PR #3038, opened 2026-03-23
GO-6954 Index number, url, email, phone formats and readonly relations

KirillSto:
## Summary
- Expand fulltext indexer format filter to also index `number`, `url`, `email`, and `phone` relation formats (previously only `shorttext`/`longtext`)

____________

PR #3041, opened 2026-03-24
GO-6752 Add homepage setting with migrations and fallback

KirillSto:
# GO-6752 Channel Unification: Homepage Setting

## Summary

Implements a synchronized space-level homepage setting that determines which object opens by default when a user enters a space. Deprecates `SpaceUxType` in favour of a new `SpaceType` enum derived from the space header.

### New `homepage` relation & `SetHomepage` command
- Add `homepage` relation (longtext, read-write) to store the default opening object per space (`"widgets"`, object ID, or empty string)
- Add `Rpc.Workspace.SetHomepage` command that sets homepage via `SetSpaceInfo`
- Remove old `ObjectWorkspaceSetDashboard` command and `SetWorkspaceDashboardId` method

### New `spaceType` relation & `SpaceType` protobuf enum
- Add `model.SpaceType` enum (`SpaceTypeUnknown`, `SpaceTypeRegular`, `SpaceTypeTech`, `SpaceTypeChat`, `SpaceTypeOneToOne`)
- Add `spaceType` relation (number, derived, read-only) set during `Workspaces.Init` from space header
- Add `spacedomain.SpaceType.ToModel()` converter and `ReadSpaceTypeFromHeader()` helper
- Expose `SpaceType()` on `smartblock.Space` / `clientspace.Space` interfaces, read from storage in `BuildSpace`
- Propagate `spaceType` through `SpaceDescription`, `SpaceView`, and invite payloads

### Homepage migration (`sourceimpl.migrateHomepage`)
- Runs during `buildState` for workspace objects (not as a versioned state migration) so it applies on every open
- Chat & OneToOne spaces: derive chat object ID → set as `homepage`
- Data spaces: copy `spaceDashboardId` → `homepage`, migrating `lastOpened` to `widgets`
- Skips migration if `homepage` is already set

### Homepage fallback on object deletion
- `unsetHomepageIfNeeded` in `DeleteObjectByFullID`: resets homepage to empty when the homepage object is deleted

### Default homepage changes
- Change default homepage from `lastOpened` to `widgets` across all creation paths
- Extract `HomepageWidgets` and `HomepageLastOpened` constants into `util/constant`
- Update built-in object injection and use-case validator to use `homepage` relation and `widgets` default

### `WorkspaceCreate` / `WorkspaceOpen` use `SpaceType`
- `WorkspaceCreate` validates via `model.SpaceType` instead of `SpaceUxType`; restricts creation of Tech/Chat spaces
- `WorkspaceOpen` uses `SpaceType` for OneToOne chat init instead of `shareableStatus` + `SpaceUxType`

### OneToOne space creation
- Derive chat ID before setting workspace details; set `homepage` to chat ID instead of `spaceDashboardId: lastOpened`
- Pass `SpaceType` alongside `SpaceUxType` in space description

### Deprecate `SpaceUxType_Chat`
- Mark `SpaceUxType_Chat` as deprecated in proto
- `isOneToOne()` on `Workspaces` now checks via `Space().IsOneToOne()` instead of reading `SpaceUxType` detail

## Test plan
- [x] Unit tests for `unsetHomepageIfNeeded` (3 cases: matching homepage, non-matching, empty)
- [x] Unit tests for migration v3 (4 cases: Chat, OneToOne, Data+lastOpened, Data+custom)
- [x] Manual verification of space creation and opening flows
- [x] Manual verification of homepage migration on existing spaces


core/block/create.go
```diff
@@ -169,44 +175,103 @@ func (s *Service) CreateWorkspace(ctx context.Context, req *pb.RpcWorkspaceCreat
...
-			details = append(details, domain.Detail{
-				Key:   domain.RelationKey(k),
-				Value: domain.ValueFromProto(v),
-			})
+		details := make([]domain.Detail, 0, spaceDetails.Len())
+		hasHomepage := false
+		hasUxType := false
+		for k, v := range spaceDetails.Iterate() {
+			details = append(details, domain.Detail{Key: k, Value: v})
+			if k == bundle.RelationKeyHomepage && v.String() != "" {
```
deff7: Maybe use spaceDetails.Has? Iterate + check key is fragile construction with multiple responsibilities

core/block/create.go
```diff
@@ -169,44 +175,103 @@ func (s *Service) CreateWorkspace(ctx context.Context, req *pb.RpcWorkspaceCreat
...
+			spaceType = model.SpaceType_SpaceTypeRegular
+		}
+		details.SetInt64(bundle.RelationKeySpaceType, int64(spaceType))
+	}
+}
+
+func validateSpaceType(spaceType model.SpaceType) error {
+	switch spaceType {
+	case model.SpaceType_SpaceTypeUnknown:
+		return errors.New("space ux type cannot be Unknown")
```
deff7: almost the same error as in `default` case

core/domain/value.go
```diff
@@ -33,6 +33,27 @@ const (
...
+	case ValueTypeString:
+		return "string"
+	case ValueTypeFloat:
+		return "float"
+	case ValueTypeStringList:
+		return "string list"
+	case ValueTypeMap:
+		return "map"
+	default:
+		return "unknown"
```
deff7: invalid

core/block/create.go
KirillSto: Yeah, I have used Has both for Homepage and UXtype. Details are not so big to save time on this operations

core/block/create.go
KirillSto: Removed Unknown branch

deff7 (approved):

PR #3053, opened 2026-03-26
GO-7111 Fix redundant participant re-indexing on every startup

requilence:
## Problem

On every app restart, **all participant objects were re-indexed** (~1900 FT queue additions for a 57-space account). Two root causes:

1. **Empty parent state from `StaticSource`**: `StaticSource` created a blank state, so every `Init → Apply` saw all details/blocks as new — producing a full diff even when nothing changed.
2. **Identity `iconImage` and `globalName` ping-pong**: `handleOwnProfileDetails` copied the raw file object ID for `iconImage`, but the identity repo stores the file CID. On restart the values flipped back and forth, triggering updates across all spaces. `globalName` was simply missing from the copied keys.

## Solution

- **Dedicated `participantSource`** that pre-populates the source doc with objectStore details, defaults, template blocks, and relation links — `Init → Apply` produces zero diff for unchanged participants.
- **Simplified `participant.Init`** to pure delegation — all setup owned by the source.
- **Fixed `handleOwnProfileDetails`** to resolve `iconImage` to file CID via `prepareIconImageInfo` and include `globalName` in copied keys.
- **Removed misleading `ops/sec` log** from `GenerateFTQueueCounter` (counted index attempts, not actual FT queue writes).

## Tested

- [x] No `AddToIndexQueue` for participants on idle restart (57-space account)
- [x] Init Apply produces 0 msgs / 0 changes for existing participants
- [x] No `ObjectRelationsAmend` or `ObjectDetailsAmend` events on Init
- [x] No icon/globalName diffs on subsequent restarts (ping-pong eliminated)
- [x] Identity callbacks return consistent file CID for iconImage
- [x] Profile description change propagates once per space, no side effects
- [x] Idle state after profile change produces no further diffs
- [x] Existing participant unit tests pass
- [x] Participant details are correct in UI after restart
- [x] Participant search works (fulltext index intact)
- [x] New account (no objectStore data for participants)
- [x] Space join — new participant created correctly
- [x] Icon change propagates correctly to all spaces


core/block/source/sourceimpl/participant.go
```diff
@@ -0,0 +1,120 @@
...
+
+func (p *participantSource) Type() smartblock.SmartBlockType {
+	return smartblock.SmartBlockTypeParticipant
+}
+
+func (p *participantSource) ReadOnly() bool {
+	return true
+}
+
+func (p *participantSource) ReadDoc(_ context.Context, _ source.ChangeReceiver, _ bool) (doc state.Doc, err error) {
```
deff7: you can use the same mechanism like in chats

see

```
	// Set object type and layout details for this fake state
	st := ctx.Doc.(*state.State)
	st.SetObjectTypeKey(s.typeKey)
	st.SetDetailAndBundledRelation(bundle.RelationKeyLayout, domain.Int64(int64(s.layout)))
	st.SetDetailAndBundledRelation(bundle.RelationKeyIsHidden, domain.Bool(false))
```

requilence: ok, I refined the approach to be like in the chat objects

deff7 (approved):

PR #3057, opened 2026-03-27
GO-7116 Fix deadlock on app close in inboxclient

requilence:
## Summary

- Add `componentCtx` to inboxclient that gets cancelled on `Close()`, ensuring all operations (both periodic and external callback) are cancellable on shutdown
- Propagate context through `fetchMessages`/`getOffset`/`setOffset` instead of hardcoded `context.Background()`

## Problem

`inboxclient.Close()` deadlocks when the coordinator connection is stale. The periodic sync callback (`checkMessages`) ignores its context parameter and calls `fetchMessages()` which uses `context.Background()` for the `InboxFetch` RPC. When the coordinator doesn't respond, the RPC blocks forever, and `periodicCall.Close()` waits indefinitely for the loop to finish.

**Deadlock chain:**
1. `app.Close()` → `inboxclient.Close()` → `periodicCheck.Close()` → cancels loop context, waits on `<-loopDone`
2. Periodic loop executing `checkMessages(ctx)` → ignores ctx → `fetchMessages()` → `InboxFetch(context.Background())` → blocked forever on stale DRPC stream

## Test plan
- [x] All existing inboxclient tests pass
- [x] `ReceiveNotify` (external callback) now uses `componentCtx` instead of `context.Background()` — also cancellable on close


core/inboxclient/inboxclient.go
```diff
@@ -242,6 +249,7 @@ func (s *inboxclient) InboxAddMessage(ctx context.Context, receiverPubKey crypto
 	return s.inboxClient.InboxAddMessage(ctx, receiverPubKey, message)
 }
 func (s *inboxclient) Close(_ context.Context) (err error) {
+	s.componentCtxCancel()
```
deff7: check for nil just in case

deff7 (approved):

____________

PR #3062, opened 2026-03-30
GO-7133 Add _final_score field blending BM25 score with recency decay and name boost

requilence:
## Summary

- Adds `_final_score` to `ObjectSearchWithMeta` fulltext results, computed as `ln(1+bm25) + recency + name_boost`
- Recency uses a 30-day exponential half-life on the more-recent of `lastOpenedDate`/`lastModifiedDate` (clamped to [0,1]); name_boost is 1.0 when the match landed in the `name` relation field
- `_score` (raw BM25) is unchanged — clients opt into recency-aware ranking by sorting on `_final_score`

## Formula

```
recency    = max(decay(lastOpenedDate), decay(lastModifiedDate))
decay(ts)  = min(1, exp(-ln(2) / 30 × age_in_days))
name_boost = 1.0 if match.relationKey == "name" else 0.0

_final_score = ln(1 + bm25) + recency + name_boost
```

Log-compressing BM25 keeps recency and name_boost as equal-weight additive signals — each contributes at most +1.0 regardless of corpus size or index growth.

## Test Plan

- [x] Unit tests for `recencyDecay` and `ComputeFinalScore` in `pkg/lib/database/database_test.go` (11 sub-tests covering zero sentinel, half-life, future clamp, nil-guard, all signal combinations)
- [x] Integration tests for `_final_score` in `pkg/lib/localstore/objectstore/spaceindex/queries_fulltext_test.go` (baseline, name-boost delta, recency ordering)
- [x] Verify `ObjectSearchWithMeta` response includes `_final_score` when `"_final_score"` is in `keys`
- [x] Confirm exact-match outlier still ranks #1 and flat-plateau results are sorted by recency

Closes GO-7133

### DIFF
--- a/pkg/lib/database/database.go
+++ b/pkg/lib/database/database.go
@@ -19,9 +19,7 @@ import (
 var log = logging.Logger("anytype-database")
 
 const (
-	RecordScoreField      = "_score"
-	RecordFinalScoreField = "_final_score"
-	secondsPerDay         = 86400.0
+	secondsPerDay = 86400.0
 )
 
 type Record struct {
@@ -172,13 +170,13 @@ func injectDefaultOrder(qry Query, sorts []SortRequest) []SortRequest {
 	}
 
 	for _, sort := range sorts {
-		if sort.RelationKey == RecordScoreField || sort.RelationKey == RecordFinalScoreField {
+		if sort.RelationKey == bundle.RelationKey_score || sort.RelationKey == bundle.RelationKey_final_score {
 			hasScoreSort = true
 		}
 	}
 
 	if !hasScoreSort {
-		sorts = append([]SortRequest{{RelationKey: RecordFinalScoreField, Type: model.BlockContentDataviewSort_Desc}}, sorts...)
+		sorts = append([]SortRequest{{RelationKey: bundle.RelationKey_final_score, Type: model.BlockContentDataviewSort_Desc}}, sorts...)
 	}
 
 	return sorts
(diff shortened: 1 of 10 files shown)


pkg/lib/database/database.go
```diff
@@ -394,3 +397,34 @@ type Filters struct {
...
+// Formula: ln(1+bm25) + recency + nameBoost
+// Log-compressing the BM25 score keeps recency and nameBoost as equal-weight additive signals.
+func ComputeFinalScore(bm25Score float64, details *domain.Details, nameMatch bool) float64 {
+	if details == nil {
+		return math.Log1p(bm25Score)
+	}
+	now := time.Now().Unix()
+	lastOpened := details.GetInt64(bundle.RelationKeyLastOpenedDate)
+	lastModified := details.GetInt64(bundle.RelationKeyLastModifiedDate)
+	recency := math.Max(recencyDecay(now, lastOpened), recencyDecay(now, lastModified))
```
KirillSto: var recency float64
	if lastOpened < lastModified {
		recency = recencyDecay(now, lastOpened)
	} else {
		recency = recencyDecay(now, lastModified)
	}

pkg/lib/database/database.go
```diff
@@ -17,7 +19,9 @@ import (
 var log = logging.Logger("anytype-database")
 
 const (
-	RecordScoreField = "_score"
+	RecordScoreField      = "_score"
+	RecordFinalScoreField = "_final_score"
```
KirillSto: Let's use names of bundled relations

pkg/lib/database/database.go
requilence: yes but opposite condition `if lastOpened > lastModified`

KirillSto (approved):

____________

_Task requirements_.
The lines to report are those in the material above that contain the word "across"; copy every one of them.

_Finished task_.
- Change default homepage from `lastOpened` to `widgets` across all creation paths
2. **Identity `iconImage` and `globalName` ping-pong**: `handleOwnProfileDetails` copied the raw file object ID for `iconImage`, but the identity repo stores the file CID. On restart the values flipped back and forth, triggering updates across all spaces. `globalName` was simply missing from the copied keys.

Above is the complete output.